__Data extracted from a collection__:
PR #4217, opened 2017-11-09
Added Koga Shuriken Pouch as a usable item

pandorraffxi:
Added:
    scripts/globals/items/koga_shuriken_pouch.lua
    Koga Sh. Pouch in  sql/item_usable.sql

Signed-off-by: pandorraffxi <rahulabon@hotmail.com>

### DIFF
--- a/scripts/globals/items/koga_shuriken_pouch.lua
+++ b/scripts/globals/items/koga_shuriken_pouch.lua
@@ -1,0 +1,25 @@
+-----------------------------------------
+-- ID: 6300
+-- Item: Koga Shr. Pouch
+-- When used, you will obtain one stack of Koga Shurikens
+-----------------------------------------
+
+-----------------------------------------
+-- OnItemCheck
+-----------------------------------------
+
+function onItemCheck(target)
+    local result = 0;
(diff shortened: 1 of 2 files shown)


scripts/globals/items/koga_shuriken_pouch.lua
```diff
@@ -0,0 +1,25 @@
...
+-----------------------------------------
+-- OnItemCheck
+-----------------------------------------
+
+function onItemCheck(target)
+    local result = 0;
+    if (target:getFreeSlotsCount() == 0) then
+        result = 308;
+    end
+return result;
```
TeoTwawki: missing indent here

pandorraffxi: @TeoTwawki - used a shell of another item that didn't have the indent. Will be more mindful in the future as I work more :)

TeoTwawki: Been fixing old files indention and other messes as I locate/see them so that people don't copy :) happens a lot so don't feel bad about it

takhlaq:
thanks for the pr!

__Task instructions__: State the number of lines in these entries that include the string "items". Provide nothing beyond that number.

__Exercise solution__: 4